Pretty good excuse I suppose for being so far behind on Shipwreckt priorities. Folk Opera has remained on top of the to-do list since I first laid out a draft galley in December ’21. Even in my recovery fog, I believed this magazine is a valuable resource, a place for emerging and established writers to mingle. I apologize to all the contributors to this issue for having predicted a dozen different release dates. I know how frustrating constant delays can be. On the other hand, thanks to tremendous contributors, Lost Lake Folk Opera n7 is out of the gate. Thank you all for your support and patience. This issue provides a sampling of some great essayists, playwrights, poets, and writers of short fiction.
It’s important for Folk Opera to continue. The mag has grown through eleven issues over ten years to become a unique literary magazine where good journalism and honest, civil opinion ranks in stature alongside great fiction, poetry, and plays.
This issue spotlights a group of talented writers from Northfield, Minnesota, where, with the help of Northfield Poet Laureate, Rob Hardy, a regional literary renaissance has been taking place. Rob’s dedication to promoting the literary arts in schools, among adult writers and readers, in bookstores, restaurants, bars, public spaces, videos, and on social media is worthy of note.

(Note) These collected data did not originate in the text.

PR #230, opened 2025-06-02
feat(indexer): add name length distribution metric

### LINKED ISSUE #7031: IOTA-Names metrics: domain length distribution

Thoralf-M:
Add a new metric to track the count of registered names with for the length of the second level name

Fixes https://github.com/iotaledger/iota/issues/7031

Tested in a localnet:
image

### DIFF
--- a/indexer/src/worker.rs
+++ b/indexer/src/worker.rs
@@ -10,7 +10,7 @@ use iota_data_ingestion_core::{
     DataIngestionMetrics, FileProgressStore, IndexerExecutor, ReaderOptions, Worker, WorkerPool,
 };
 use iota_json::IotaJsonValue;
-use iota_names::config::IotaNamesConfig;
+use iota_names::{config::IotaNamesConfig, domain::Domain};
 use iota_types::{
     Identifier, TypeTag,
     balance::Balance,
@@ -87,8 +87,14 @@ impl IotaNamesWorker {
 
     fn process_event(&self, event: IotaNamesEvent) -> anyhow::Result<()> {
         match event {
-            IotaNamesEvent::IotaNamesRegistry(_event) => {
+            IotaNamesEvent::IotaNamesRegistry(event) => {
                 self.metrics.total_name_records.inc();
+                let domain = Domain::from_str(&event.domain)?;
+                let second_level_name_len = domain.label(1).expect("missing SDL").len();
+                self.metrics
+                    .name_length_distribution
+                    .with_label_values(&[&second_level_name_len.to_string()])
+                    .inc();
             }
             IotaNamesEvent::IotaNamesReverseRegistry(_event) => (),
             IotaNamesEvent::AuctionStarted(_event) => {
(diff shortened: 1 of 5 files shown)


indexer/src/worker.rs
```diff
@@ -77,8 +77,14 @@ impl IotaNamesWorker {
 
     fn process_event(&self, event: IotaNamesEvent) -> anyhow::Result<()> {
         match event {
-            IotaNamesEvent::IotaNamesRegistry(_event) => {
+            IotaNamesEvent::IotaNamesRegistry(event) => {
                 self.metrics.total_name_records.add(1);
+                let domain = Domain::from_str(&event.domain)?;
+                let second_level_name_len = domain.label(1).expect("missing SDL").len();
```
thibault-martinez:
```suggestion
                let second_level_name_len = domain.label(1).expect("missing SLD").len();
```

thibault-martinez:
Feel free to do it in another PR but it would be nice to also add a box with the average

indexer/src/worker.rs
```diff
@@ -78,8 +78,14 @@ impl IotaNamesWorker {
 
     fn process_event(&self, event: IotaNamesEvent) -> anyhow::Result<()> {
         match event {
-            IotaNamesEvent::IotaNamesRegistry(_event) => {
+            IotaNamesEvent::IotaNamesRegistry(event) => {
                 self.metrics.total_name_records.add(1);
+                let domain = Domain::from_str(&event.domain)?;
+                let second_level_name_len = domain.label(1).expect("missing SLD").len();
```
DaughterOfMars: Isn't there a `.sld()` fn?

Thoralf-M: No, just `.is_sld()`

DaughterOfMars: sad

Thoralf-M:
> Feel free to do it in another PR but it would be nice to also add a box with the average

Do you mean an own view with the average just as number or what?

thibault-martinez:
> > Feel free to do it in another PR but it would be nice to also add a box with the average
> 
> Do you mean an own view with the average just as number

Yes

thibault-martinez:
conflicts

indexer/src/worker.rs
```diff
@@ -87,8 +87,14 @@ impl IotaNamesWorker {
 
     fn process_event(&self, event: IotaNamesEvent) -> anyhow::Result<()> {
         match event {
-            IotaNamesEvent::IotaNamesRegistry(_event) => {
+            IotaNamesEvent::IotaNamesRegistry(event) => {
                 self.metrics.total_name_records.inc();
+                let domain = Domain::from_str(&event.domain)?;
```
thibault-martinez: I'm seeing now that `IotaNamesRegistry` is the only event where the domain is a string and not a Domain, maybe we should change that? We actually convert it to a string in the SCs

Thoralf-M: Good point, changed here https://github.com/iotaledger/iota-names/pull/230/commits/9a8fdbf58735539bd06f0e346fd06b45896f9609

thibault-martinez (approved):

Illiberal Democracy, the focus of this special issue, is hard to stick a fork into; it’s slippery. Many of the author, playwright and poet contributors explore facets of Democracy’s dark fish from different optics. I write this after watching another January 6, 2021, House Committee hearing. My friends, there is at once so much to digest, and yet practically nothing left to chew on. Must be time to get some exercise after the many months-old cold chowder we’ve been fed. Get up. Stand up. Act like Democracy depends on you.